PR #167, opened 2024-02-24
Sync http gql

ciaranschutte:
### Sample reg page
- error states are not persisted server side, success states are
- we use a mixture of regular HTTP calls and GQL calls
- on success we can simply refetch and sync with successful state on server
- on error we need to manually update our local apollo cache (state) 
  - cache needs to take same shape as GQL types, server is no longer providing same shape in HTTP calls
  
  
- Functions added for this use case - I think there's more cases where this is happening - keeping this PR small and easy to review

- There is still an issue with error state when navigating back to the sample reg page but this is because of Auth state ( I think ) causing app level re-renders. This PR fixed page level state issues.

### DIFF
--- a/src/app/(post-login)/submission/program/[shortName]/sample-registration/page.tsx
+++ b/src/app/(post-login)/submission/program/[shortName]/sample-registration/page.tsx
@@ -101,27 +101,11 @@ const Register = ({ shortName }: { shortName: string }) => {
 	const registrationId = get(clinicalRegistration, 'id', '') || '';
 
 	/**
-	 * new HTTP endpoints don't return the same data as strictly typed gql endpoints
+	 * new HTTP endpoints don't return the same objects as strictly typed gql endpoints
 	 * data shape needs to match so state can stay in sync on the frontend
 	 */
 	type RequiredProperty = { key: string; accessor: string | (() => void); defaultValue: any };
 	const requiredProperties: RequiredProperty[] = [
-		{ key: 'creator', accessor: 'registration.creator', defaultValue: '' },
-		{ key: 'fileName', accessor: 'fileName', defaultValue: '' },
-		{ key: 'createdAt', accessor: 'registration.createdAt', defaultValue: '' },
-		{ key: 'newDonors', accessor: 'newDonors', defaultValue: [] },
-		{ key: 'newSamples', accessor: 'newSamples', defaultValue: [] },
-		{ key: 'newSpecimens', accessor: 'newSpecimens', defaultValue: [] },
-		{ key: 'alreadyRegistered', accessor: 'alreadyRegistered', defaultValue: [] },
-		{
-			key: 'records',
-			accessor: (resp) =>
-				resp.registration?.records.map((record, index) => ({
-					row: index,
-					fields: Object.keys(record).map((key) => ({ name: key, value: record[key] })),
-				})),
-			defaultValue: [],
-		},
 		{
 			key: 'errors',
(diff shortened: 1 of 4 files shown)


src/app/(post-login)/submission/program/[shortName]/sample-registration/page.tsx
```diff
@@ -100,22 +100,82 @@ const Register = ({ shortName }: { shortName: string }) => {
...
+			onSuccess: async (data, variables, context) => {
+				// succesful uploads will have state on the server
+				if ([200, 201].includes(data.status)) {
+					refetch();
+				} else {
+					// errors are not persisted server side - manually update cache (state store)
+					const registration = await data.json();
+					const registrationUpdate = satisfyGQL({ apiResp: registration, requiredProperties });
+
+					updateClinicalRegistrationQuery((previous) => {
```
Comment (demariadaniel) [inline src/app/(post-login)/submission/program/[shortName]/sample-registration/page.tsx:164]: Will handlers like this be required for other requests?

Comment (ciaranschutte) [reply src/app/(post-login)/submission/program/[shortName]/sample-registration/page.tsx:164]: Yes. I believe so. With that in mind, I wrote these in a way that it should be easy to reuse

Comment (ciaranschutte) [reply src/app/(post-login)/submission/program/[shortName]/sample-registration/page.tsx:164]: Anything that is:
- not a GQL response
- doesn't have state server side (ie. can't invalidate and get new data with Apollo `refetch`)

Comment (demariadaniel) [reply src/app/(post-login)/submission/program/[shortName]/sample-registration/page.tsx:164]: JS Docs are good, wondering if it's worth documenting in the readme, so there's a guide for future features where this is required

src/app/(post-login)/submission/program/[shortName]/sample-registration/page.tsx
```diff
@@ -100,22 +100,82 @@ const Register = ({ shortName }: { shortName: string }) => {
 	const hasErrors = !!schemaOrValidationErrors.length;
 	const registrationId = get(clinicalRegistration, 'id', '') || '';
 
+	/**
+	 * new HTTP endpoints don't return the same objects as strictly typed gql endpoints
+	 * data shape needs to match so state can stay in sync on the frontend
+	 */
```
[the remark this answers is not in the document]
Comment (ciaranschutte) [reply src/app/(post-login)/submission/program/[shortName]/sample-registration/page.tsx:106]: Strictly this part, where we massage the API response to match the GQL shape, could be done on the backend.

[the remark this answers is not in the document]
Comment (demariadaniel) [reply src/app/(post-login)/submission/program/[shortName]/sample-registration/page.tsx:106]: Seems like a lot of maintenance for the front end, especially considering we have functions on the Clinical side specifically intended to massage the response:

https://github.com/icgc-argo/argo-clinical/blob/develop/src/schemas/utils.ts#L258

https://github.com/icgc-argo/argo-clinical/blob/develop/src/schemas/clinical-mutations/uploadClinicalSubmissions.ts

So it might be worth reviewing what needs to change on the back end creating a ticket to address, at least to minimize future work

demariadaniel (approved):

src/app/(post-login)/submission/program/[shortName]/sample-registration/page.tsx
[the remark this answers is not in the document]
Comment (ciaranschutte) [reply src/app/(post-login)/submission/program/[shortName]/sample-registration/page.tsx:106]: I agree.

The new endpoints should not have changed the data shape or it should have been communicated & frontend state implications discussed. 

Endpoint responses could be rewritten. That would be ideal.
But the frontend is blocked until that's done without this.

PR #173, opened 2024-04-14
Cleanup clinical entity data table

ciaranschutte:
**Context**: 
Lots of code "copy/pasted" from `platform-ui` have TS types written be developers.
These clash with generated types from GQL endpoints.
The GQL generated types is the correct way, as our written don't always encompass the types correctly and are prone to error.

Additionally we have many places that have empty objects as default values. These cause type errors when they differ from the actual returned object. Example, a filter function is expecting `ClinicalData[]` but it actually gets `EmptyClinicalData[]` that doesn't quite satisfy type constraints. This leads to writing code to type narrow/account for both of these types OR making them satisfy the same type. Array methods in particular are tricky.

Another difference is there is a major TS version change between `platform-ui` and `rdpc-ui` so the "copy/paste" approach from `platform-ui` surfaced a lot of errors. ( v4 vs v5 )

**Changes:**
This PR mostly changes types, fixes a couple of generics and adds extra property to satisfy types.
A couple of instances of using `any` because it's a bigger issue that needs to be fixed at a component level.
For clinical data page a lot of code reorganisation to solve type issues by type narrowing in correct place eg. if no data/loading, there's often a lot of code we don't ever need to worry about unless we _do_ have data or are _not_ loading.

Disables ESLint on build. We can re-enable later when repo is in better shape. For now step 1 is having project successfully build.


ciaranschutte:
@joneubank tagging for visibility as I know you were looking at this also. let's avoid redundant work.

src/app/(post-login)/submission/program/[shortName]/clinical-data/common.tsx
```diff
@@ -209,8 +211,9 @@ export const hasClinicalErrors = (
 			),
 	).length > 0;
 
-export const emptyClinicalDataResponse: ClinicalEntityQueryResponse = {
+export const emptyClinicalDataResponse: SubmittedDataSideMenuQuery = {
 	clinicalData: {
+		programShortName: '',
```
Comment (ciaranschutte) [inline src/app/(post-login)/submission/program/[shortName]/clinical-data/common.tsx:216]: not ideal but works ok as a type-fix - this is just an empty object meant as a default value to display nothing - "emtptyClinicalDataResponse"

the root cause is the mismatch between TS types and GQL generated types.

joneubank (changes requested):
As discussed offline, just need to remove the `any` usage and this is fine.

I left one other question, let me know your thoughts... no change needed.

src/app/(post-login)/submission/program/[shortName]/clinical-data/ClinicalEntityDataTable/index.tsx
```diff
@@ -0,0 +1,636 @@
...
+							tableProps={{
+								page: errorPage,
+								pages: numErrorPages,
+								pageSize: errorPageSize,
+								sorted: errorSorted,
+								onPageChange: (value) => updatePageSettings('page', value),
+								onPageSizeChange: (value) => updatePageSettings('pageSize', value),
+								onSortedChange: (value) => updatePageSettings('sorted', value),
+								// TODO: Test + Update Pagination in #2267
+								// https://github.com/icgc-argo/platform-ui/issues/2267
```
Comment (demariadaniel) [inline src/app/(post-login)/submission/program/[shortName]/clinical-data/ClinicalEntityDataTable/index.tsx:601]: This Todo can be removed

Comment (ciaranschutte) [reply src/app/(post-login)/submission/program/[shortName]/clinical-data/ClinicalEntityDataTable/index.tsx:601]: thank you - the exact reason I'm against putting TODOs in code

src/app/(post-login)/submission/program/[shortName]/clinical-data/ClinicalEntityDataTable/index.tsx
```diff
@@ -0,0 +1,636 @@
...
+		pageSize,
+		sort,
+		completionState,
+		donorIds,
+		submitterDonorIds,
+	);
+
+	const { clinicalData } = clinicalEntityData;
+
+	// TODO: can you have ClinicalEntityErrors without ClinicalEntityData?
```
Comment (demariadaniel) [inline src/app/(post-login)/submission/program/[shortName]/clinical-data/ClinicalEntityDataTable/index.tsx:196]: Technically yes ClinicalEntityErrors is supposed to work as a separate standalone query, so this TODO can be removed.
However I tested and it is not working in Develop. I have a patch PR coming in shortly.

ciaranschutte:
discussed offline, adding back in ErrorNotification type. build will remain broke but will address full fix in seperate PR

joneubank (approved):

PR #177, opened 2024-04-21
App reorg

ciaranschutte:
- `app` folder just for page level routing + special files eg. `layout` 
  - fully supported ref: https://nextjs.org/docs/app/building-your-application/routing/colocation#store-project-files-outside-of-app
- moves components to components folder
- moves "instances" of components + data to `views` similar to OHCRN


src/hooks/AppProvider.tsx
demariadaniel, line 1: Manually reviewing files, `import { AppConfig }` should be updated to `import type { AppConfig } from '@/app/api/config/config';` since we are declaring `const AppConfig` @ L42

ciaranschutte: Sounds good - nice catch - this isn't a change in this PR. It'll say "File renamed without changes" on this file with no visual diff. Confirmed it's in `develop` already but doesn't throw a type error.

demariadaniel (approved):

PR #1425, opened 2016-10-28
fix registration without background modes and keep push notifications in sync

michaelkirk:
See details in commits.


michaelkirk:
merged in https://github.com/WhisperSystems/Signal-iOS/commit/62f9606bf5f59ffcde5da88ecac2c9fde1f4843c

PR #1479, opened 2016-11-21
Fixes #1390: Make settings menu more obvious

### LINKED ISSUE #1390: Settings menu should be more obvious for contacts
Plenty of folks are having trouble finding our conversation settings menu.

Also related is that some folks literally *can't* get to the settings, e.g. tapping on the contact name doesn't do anything.

https://github.com/WhisperSystems/Signal-iOS/issues/1402
https://github.com/WhisperSystems/Signal-iOS/issues/788

Likely because we're detecting and strapping behavior to the native navbar title, which sometimes fails. We probably won't have this issue if we're defining our own title view.

jschneier:
### Contributor checklist

 * iPhone SE, iOS 10.1

- - - - - - - - - -

### Description

* Always show settings button
* Remove timer button

See the linked issue. The timer link goes to the settings anyway and we are already using the `...` for group messages so it make sense to just extend that to all convos. I'm still not sure if the phone should be the far right item or not for consistency with group contacts. I also think there is a bit too much space between the icons but that might just be me.

I'm open to other ideas if the timer icon link is something we 100% want. You need to get to settings to configure it anyway so the discoverability of that feature is pretty poor at the moment.

Also, how do we feel about making it a modal for consistency with the other settings.

iPhone SE screenshot:
img_0753

### DIFF
--- a/Signal/src/view controllers/MessagesViewController.m
+++ b/Signal/src/view controllers/MessagesViewController.m
@@ -501,23 +501,17 @@ typedef enum : NSUInteger {
                                                                       action:@selector(callAction)];
         callButton.imageInsets = UIEdgeInsetsMake(0, -10, 0, 10);
         [barButtons addObject:callButton];
-    } else if ([self.thread isGroupThread]) {
-        UIBarButtonItem *manageGroupButton =
-            [[UIBarButtonItem alloc] initWithImage:[UIImage imageNamed:@"contact-options-action"]
-                                             style:UIBarButtonItemStylePlain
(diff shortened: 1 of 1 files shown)


michaelkirk:
Thanks for braving ahead with this.

> The timer link goes to the settings anyway

It serves as a status icon to show when disappearing messages are disabled, so I'm inclined to keep it around.

I went for a different approach here: #1498

charlesmchen:
Fixed by #1773 which will be available in our next release.

Issue #624, opened 2015-03-02
Contact listed twice in new message dialog


Schabernack:
One contact is listed twice in the signal new message dialog. The contact is actually the merged view of two different datasources (icloud, caldav) for the same person (edit: linked contacts: link contacts), both with the phone number associated with it.  

If the contact is mentioned only once in the apple contact app, i feel signal should align and also show only the merged contact.

hubert3:
+1, also seeing this on a few contacts

corbett:
the user curates their contacts within apple's native contact app
currently. That means if there are two contacts in the native app with the
same phone number, and that phone number is a signal user, the contact will
appear twice. It's intentional currently but something that also frustrates
me as I have many duplicates in the native app.  we'll discuss what to do
about the case further.

On Mon, Mar 2, 2015 at 4:34 PM, hubert3 <notifications@github.com> wrote:

> +1, also seeing this on a few contacts
>
> —
> Reply to this email directly or view it on GitHub
> <https://github.com/WhisperSystems/Signal-iOS/issues/624#issuecomment-76862512>
> .
>



-- 
Dr. Corbett Moran
Physics @ http://www.tapir.caltech.edu <http://www.ICS.uzh.ch>
Dev @ http://circleof6app.com
Dev @ https://whispersystems.org
www.christinecorbettmoran.com

bs:
Seeing this also. Problematic if one uses their phone to manage contacts from multiple sources, which I imagine many users do. (gmail, fb, icloud, ...)

michaelkirk:
Fixed in next release with https://github.com/WhisperSystems/Signal-iOS/commit/06ca3c92909e59c47320a9cc2bb6333222b2368e#diff-8418c8ea3481450157e2ef89c76ed1c1R382

Issue #720, opened 2015-03-16
Multiple AddressBooks Support


mmkassem:
When using multiple contacts accounts (ex. iCloud, Google, ...etc), a contact info can be duplicated and appears more than once in Signal. It is better to show only one contact per phone number especially if both the name and the phone number match

riyapenn:
Similar to https://github.com/WhisperSystems/Signal-iOS/issues/624

michaelkirk:
Fixed in next release with https://github.com/WhisperSystems/Signal-iOS/commit/06ca3c92909e59c47320a9cc2bb6333222b2368e#diff-8418c8ea3481450157e2ef89c76ed1c1R382

PR #1485, opened 2016-11-23
Do not list duplicate contacts (#624, #720)

roostr:
### Contributor checklist

 * iPhone 6s, iOS 10.1.1

- - - - - - - - - -

### Description
When starting a new conversation, I often see duplicate entries for many of my contacts, because I use multiple contact management backend systems and iOS is merging my contacts (but also reporting them as distinct AddressBook records). This patch filters out all contacts that have the same first name, last name, and list of phone numbers. It sufficiently deduplicates my list for me.

Commit message:

Currently, users who have "linked contacts" (contacts that are the same
person, but from different sources [like iCloud, Facebook, Google,
CalDAV] that iOS links together) can see multiple entries for
the same contact. This patch will deduplicate contacts that have the
same name and phone number, which resolves all duplications on my
device.

As #720 appears to be a 100% dupe of #624, this fixes both.

### DIFF
--- a/Signal/src/contact/OWSContactsManager.m
+++ b/Signal/src/contact/OWSContactsManager.m
@@ -255,9 +255,71 @@ void onAddressBookChanged(ABAddressBookRef notifyAddressBook, CFDictionaryRef in
     CFRelease(allPeople);
     NSArray *filteredContacts = [sortedPeople filteredArrayUsingPredicate:predicate];
 
-    return [filteredContacts map:^id(id item) {
+    NSArray *contacts = [filteredContacts map:^id(id item) {
       return [self contactForRecord:(__bridge ABRecordRef)item];
     }];
+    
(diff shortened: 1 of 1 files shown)


michaelkirk:
Thanks for looking into this, but we may have worked past eachother.  Is this still an issue as of: https://github.com/WhisperSystems/Signal-iOS/commit/06ca3c92909e59c47320a9cc2bb6333222b2368e#diff-8418c8ea3481450157e2ef89c76ed1c1R382 (yesterday).

I de-duped on just e164 phone number, as threads are unique per e164.

e.g. if Alice and Bob have the same phone number, Signal considers them the same person. You can't have one thread with Alice and another with Bob.

roostr:
Ahh yes, I missed your recent work. I just pulled your commit, and I can confirm it fixes #624 and #720. Looks nice btw, I like the avatars and the new Invite flow.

·····

ASSIGNED TASK:
Going down the listing above, begin printing at the line with "Physics @ http://www.tapir.caltech.edu" and finish with the line with "--- a/Signal/src/contact/OWSContactsManager.m", exactly as they appear.

ANSWER SPACE:
Physics @ http://www.tapir.caltech.edu <http://www.ICS.uzh.ch>
Dev @ http://circleof6app.com
Dev @ https://whispersystems.org
www.christinecorbettmoran.com

bs:
Seeing this also. Problematic if one uses their phone to manage contacts from multiple sources, which I imagine many users do. (gmail, fb, icloud, ...)

michaelkirk:
Fixed in next release with https://github.com/WhisperSystems/Signal-iOS/commit/06ca3c92909e59c47320a9cc2bb6333222b2368e#diff-8418c8ea3481450157e2ef89c76ed1c1R382

Issue #720, opened 2015-03-16
Multiple AddressBooks Support


mmkassem:
When using multiple contacts accounts (ex. iCloud, Google, ...etc), a contact info can be duplicated and appears more than once in Signal. It is better to show only one contact per phone number especially if both the name and the phone number match

riyapenn:
Similar to https://github.com/WhisperSystems/Signal-iOS/issues/624

michaelkirk:
Fixed in next release with https://github.com/WhisperSystems/Signal-iOS/commit/06ca3c92909e59c47320a9cc2bb6333222b2368e#diff-8418c8ea3481450157e2ef89c76ed1c1R382

PR #1485, opened 2016-11-23
Do not list duplicate contacts (#624, #720)

roostr:
### Contributor checklist

 * iPhone 6s, iOS 10.1.1

- - - - - - - - - -

### Description
When starting a new conversation, I often see duplicate entries for many of my contacts, because I use multiple contact management backend systems and iOS is merging my contacts (but also reporting them as distinct AddressBook records). This patch filters out all contacts that have the same first name, last name, and list of phone numbers. It sufficiently deduplicates my list for me.

Commit message:

Currently, users who have "linked contacts" (contacts that are the same
person, but from different sources [like iCloud, Facebook, Google,
CalDAV] that iOS links together) can see multiple entries for
the same contact. This patch will deduplicate contacts that have the
same name and phone number, which resolves all duplications on my
device.

As #720 appears to be a 100% dupe of #624, this fixes both.

### DIFF
--- a/Signal/src/contact/OWSContactsManager.m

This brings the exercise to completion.